Он вознес руки к небу, и в треугольнике этого приношения величественно сиял на лазурном овале незавершенный собор с изображением Христа.
Затем старик добавил:
— За это время я кое-что понял, странник.
— Что именно?
— Одиночество — это условие свободы.
— Что вы хотите сказать?
— Современный мир меня тревожит. Но я не идеализирую ретроградные сообщества. Например, маленькие города — это рассадник сплетен. Там слишком много судачат, критикуют соседей, винят их… и никому не доверяют. Да, собственно, правдивых слов не так уж много. Вот почему монахи хранят молчание: дабы не растрачиваться в бесполезных словесах. Но умеют ли они благодарить? Да, они могут прочитать Библию, но умеют ли они читать друг друга по глазам?
Фернандо пристально посмотрел мне в глаза.
— Ты, странник, обладаешь большой силой. Она тебе досталась от матери, но ее еще надо развить. Твое достоинство в том, что ты умеешь слушать и способен читать по глазам.
У меня перехватило дыхание.
— До сих пор этот дар в тебе не проявлялся. И тогда Господь Бог, что бы ты о Нем ни думал, решил твою мать забрать на небеса…
Моя тайна мгновенно поднялась из глубины. Она закупорила мне горло.
— И, лишившись матери, ты задумался над тем, чем займешься в жизни, кем станешь без нее. И главное: думаешь ли ты стать тем, кто зрел в глубине тебя…

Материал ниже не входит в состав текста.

PR #2335, opened 2025-07-15
refactor(fileUpload): remove deprecated withZod

chohner:
This has grown bigger than expected (and there's still some tests missing) but I hope the re-arranged logic makes sense for everyone:
- removes the deprecated `withZod`, now directly returns validation errors from `uploadUserFile()`
- splits upload & deletion into separate functions again (removing the `processUserFile()` middle layer)
- only parses formData once in the action
- drops true-myth's `Result` wrapping


app/services/upload/fileUploadHelpers.server.ts
```diff
@@ -12,101 +11,70 @@ import {
...
-  await parseFormData(
-    request,
-    { maxFileSize: FIFTEEN_MB_IN_BYTES },
-    (fileUpload: FileUpload) => {
-      if (fileUpload.fieldName === fieldName && fileUpload.name) {
-        matchedFile = fileUpload;
-      }
-    },
-  );
-  return matchedFile;
```
Spencer6497, line 111: it's not coming to me at the moment but I think we actually need this matching logic for an edge case.... maybe attempting to submit an empty file in No-JS mode? or does this [get](https://github.com/digitalservicebund/a2j-rechtsantragstelle/pull/2335/files#diff-6effc52a609a21d188d1a08b4a5f512ca0d3bc4653cae50f3c0c89f644a274e7R32) handle this

app/services/upload/fileUploadHelpers.server.ts
```diff
@@ -12,101 +11,70 @@ import {
...
-  userData: UserData,
   flowId: FlowId,
-): Promise<{
-  error?: ValidationErrorResponseData;
-  result?: { data: UserData };
-}> {
+): Promise<{ userData: UserData } | ValidationErrorResponseData> {
   const { fieldName, inputIndex } = splitFieldName(inputName);
-  const file = await parseFileFromFormData(request, inputName);
+  const arraySchema = getContext(flowId)[
```
Spencer6497, line 24: nit: this confused me for a second, could we rename it something like `fileUploadSchema` or `fileUploadArraySchema` instead?

Spencer6497 (commented):
I think these changes have regressed a bug in both JS- and No-JS mode, see screencaps below:

JS mode: uploading a file that fails validation overwrites an existing file visually
https://github.com/user-attachments/assets/00b46b65-270c-4a20-b3f3-09f22c210bd2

Больничная палата, белые стены, ампулы в форме Девы Марии с тяжелой водой внутри — воспоминания последних месяцев отразились в моих глазах.
— Ты был с нею рядом до конца, потому что любил ее всем сердцем, а еще ты ждал, чтобы она тебе сказала…
Моя душа кричала: это я дал ей смертоносные таблетки, Фернандо.
— …чтобы она тебе сказала, что ты уже взрослый и можешь сам выбирать себе дорогу, дорогу твоей правды, твоей личной легенды…
Я лишил ее жизни. О Боже, я помог ей легко умереть!
— …твоя мать испытывала муки мученические, она мысленно страдала, она ненавидела собственное тело…
Я убил свою мать, и ее муж — мой родной отец — в этом не сомневается.
— …Она страдала, как Иисус на кресте, с той лишь разницей, что умерла не ради спасения человечества, нет: она покинула этот мир, чтобы освободить место для того другого, который зрел в тебе…
Казалось, горло вот-вот разорвется, воцарилось тягостное молчание, которое пригвоздило меня, и тогда хлынули слезы. Я опустил голову.
— …и ты уже не в силах был все это видеть, окажись в руках копье, ты бы пронзил им ее грудь, как они когда-то сделали с Христом, дабы прекратить его страдания, и твоя мать подтолкнула тебя к этому, так как не могла больше видеть, как ты переживаешь…
Ну, это уж слишком, довольно! Сейчас я расскажу ему все. Пусть знает, что он прав, пусть знает, кто я есть на самом деле. Внезапно у старика дрогнул голос, и я поднял на него взгляд.
— …Я прошел через это, странник, я тоже через это прошел…
Из его глаз полилась река.
— …Благодарю тебя за то, что прочел мне Библию, благодарю за то, что ты все видишь в моих глазах…
И обе матери увидели сверху, как мы упали друг другу в объятья, словно два моря слились воедино, словно в голубой чаше тяжелая вода смешалась с грозовой водой.